Oscillometry and spirometry are not interchangeable when assessing the
bronchodilator response in children and young adults born preterm
Abstract
Introduction: The European Respiratory Society Oscillometry
Taskforce identified that clinical correlates of bronchodilator
responses are needed to advance oscillometry in clinical practice. The
understanding of bronchodilator-induced oscillometry changes in preterm
lung disease is poor. Here we describe a comparison of bronchodilator
assessments performed using oscillometry and spirometry in a population
born very preterm and explore the relationship between
bronchodilator-induced changes in respiratory function and clinical
outcomes.
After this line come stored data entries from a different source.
Issue #9231, opened 2026-07-17
[Bug]: Windows tar.exe times out while extracting local speech models


boris-papevis:
## Summary

Orca downloads the Parakeet TDT v3 archive on Windows, then spends ten minutes extracting it before the operation fails.

Orca launches `C:\Windows\System32\tar.exe`. This machine ships `bsdtar 3.8.4`, which processes the model archives too slowly to finish before Orca's extraction timeout.

## Environment

- Windows 10 `10.0.19045.7548`
- Orca `1.4.143`
- `C:\Windows\System32\tar.exe`: `bsdtar 3.8.4`

## Steps to reproduce

1. Open `Settings > Voice`.
2. Select `Parakeet TDT v3`.
3. Wait for the download and extraction.
4. Check the model state after ten minutes.

## Result

The model does not reach the ready state.

The downloaded v3 archive had:

- Size: `487,170,055` bytes
- SHA-256: `5793d0fd397c5778d2cf2126994d58e9d56b1be7c04d13c7a15bb1b4eafb16bf`

Both values match Orca's model catalog.

The same failure affected other local models. During one Parakeet v2 attempt, `tar.exe` wrote only `17,729,024` of the encoder's `652,184,296` bytes before Orca stopped it. The partial file timestamps span ten minutes, matching the timeout in `ModelManager`.

A retry downloads the archive again.

## Expected result

Orca should extract a verified archive and mark the model as ready. If extraction fails, Orca should keep the valid archive and retry extraction without another download.

## Relevant code

Orca selects the Windows system tar here:

https://github.com/stablyai/orca/blob/2cb5d4e149a1ef91c4cce2f9123e82d47229fa8e/src/main/speech/tar-executable.ts#L4-L26

`ModelManager` starts the extractor and stops it after ten minutes here:

https://github.com/stablyai/orca/blob/2cb5d4e149a1ef91c4cce2f9123e82d47229fa8e/src/main/speech/model-manager.ts#L855-L940

On this machine, listing the contents of the Parakeet archive with the system `tar.exe` takes more than five minutes. A longer timeout would leave users waiting for hours.

## Verification

Python's `tarfile` extracted the same archive. I checked the required model files and loaded them with Orca's bundled `sherpa-onnx-win-x64` runtime.

The model transcribed its included test WAV as:

> Ask not what your country can do for you. Ask what you can do for your country.

This confirms that the archive and model files work on this machine.

## Related issue

#8620 and #8775 address interrupted network downloads.

[...]

PR #9571, opened 2026-07-20
fix(speech): avoid system tar for Windows model extraction

boris-papevis:
## Summary

On Windows, extract `.tar.bz2` speech models in a worker thread instead of calling `C:\Windows\System32\tar.exe`.

The Windows bsdtar on the affected system did not finish extracting the Parakeet archive before Orca's 10-minute timeout. The streaming JavaScript extractor completed the same archive in about 113 seconds without blocking Electron's main thread.

macOS and Linux continue to use the existing system `tar` path.

Related issue: https://github.com/stablyai/orca/issues/9231

## Screenshots

No visual change.

## Testing

- [ ] `pnpm lint`
  - The changed files pass `oxlint`.
  - The repository-wide command stops on existing switch-exhaustiveness errors in `src/main/daemon/daemon-server.ts` and `src/renderer/src/components/skills/skill-freshness-group.tsx`.
- [x] `pnpm typecheck`
- [ ] `pnpm test`
  - The focused speech-model suite passes: 12 tests.
  - The full Windows suite has unrelated platform and baseline failures.
- [x] `pnpm build`
- [x] Added tests for successful `.tar.bz2` extraction, path traversal rejection, and link rejection

A built-worker smoke test also extracted a real `.tar.bz2` fixture from `out/main/speech-model-archive-worker.js`.

## AI Review Report

The review checked Windows, macOS, and Linux behavior; Electron worker packaging; local and SSH compatibility; agent and integration compatibility; performance; cancellation cleanup; and archive security.

The implementation changes only the Windows extraction path. macOS and Linux retain their current `tar` command. Speech models live in Orca's local application cache, so remote repositories and SSH worktrees do not use this path. The change does not affect CLI agents, Git providers, integrations, shortcuts, labels, or UI behavior.

The review identified two main risks:

- JavaScript bzip2 decompression could block Electron's main thread. The extractor runs in a worker thread.
- Archive entries could escape the model directory or create links. The extractor rejects absolute paths, `..` traversal, symbolic links, hard links, and unsupported entry types.

Cancellation terminates the worker before `ModelManager` removes partial files.

## Security Audit

Orca verifies the downloaded archive against its catalog SHA-256 before extraction.

The extractor also:

- rejects POSIX and Windows absolute paths
- rejects path traversal after stripping the archive wrapper directory
- rejects symbolic links, hard links, and special entries
- avoids shell command construction on Windows
- accepts archive and destination paths only through internal worker data

`tar` and `unbzip2-stream` are bundled into the worker, so the packaged application does not resolve them from an external runtime directory. This change does not handle credentials, authentication data, secrets, or external IPC.

## Notes

Windows uses the worker-based extractor. macOS and Linux keep the existing system `tar` implementation.

No remote, SSH, agent, integration, Git-provider, or UI behavior changes.

X: No account

### DIFF
--- a/electron.vite.config.ts
+++ b/electron.vite.config.ts
@@ -173,7 +173,9 @@ export default defineConfig({
       // directory cannot reach into app.asar, so pure-JS dependencies used
       // by the daemon must be bundled rather than externalized.
       externalizeDeps: {
-        exclude: ['@xterm/headless', '@xterm/addon-serialize']
+        // Why: the extraction worker runs from app.asar and cannot resolve
+        // dependencies copied beside the archive. Bundle its pure-JS pipeline.
+        exclude: ['@xterm/headless', '@xterm/addon-serialize', 'tar', 'unbzip2-stream']
       },
       rollupOptions: {
         input: {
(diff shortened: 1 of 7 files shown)


nwparker:
thanks @boris-papevis for brining attention here ! To avoid the extra dep I merged #10735

LMK if it has any issues

PR #9575, opened 2026-07-20
docs(headless-server): add upgrade SOP for orca serve on Linux

PannenetsF:
## What

Adds an **Upgrade** section (with a step-by-step SOP) to `docs/reference/headless-linux-server.md`, plus one Troubleshooting bullet. The guide previously covered install / foreground run / systemd but had no upgrade path, leaving operators to guess how to move to a new AppImage without losing state.

## Why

Methods: Participants aged 6-23 born ≤32 (N=288; 132
with bronchopulmonary dysplasia) and ≥37 weeks’ gestation (N=76,
term-born controls) performed spirometry and oscillometry. A significant
bronchodilator response (BDR) to 400mcg salbutamol was classified
according to published criteria. Results: A BDR was identified
in 30.9% (n=85) of preterm-born individuals via spirometry and/or
oscillometry, with poor agreement between spirometry and oscillometry
definitions (k=0.26; 95%CI 0.18 to 0.40, p<0.001). Those born
preterm with a BDR by oscillometry but not spirometry had increased
wheeze (33% vs 11%, p=0.010) and baseline resistance (Rrs
5 z-score mean difference (MD)= 0.86, 95%CI 0.07 to
1.65, p=0.025), but similar spirometry to the group without a BDR (FEV
1 z-score MD= -0.01, 95%CI -0.66 to 0.68,
p>0.999). Oscillometry was more feasible than spirometry
(95% vs 85% (FEV 1), 69% (FVC), p<0.001),
however being born preterm did not affect test feasibility.
Conclusion: In the preterm population, oscillometry is a
feasible and clinically useful supportive test to assess the airway
response to inhaled salbutamol. Changes measured by oscillometry reflect
related but distinct physiological changes to that measured by
spirometry and thus these tests should not be used interchangeably.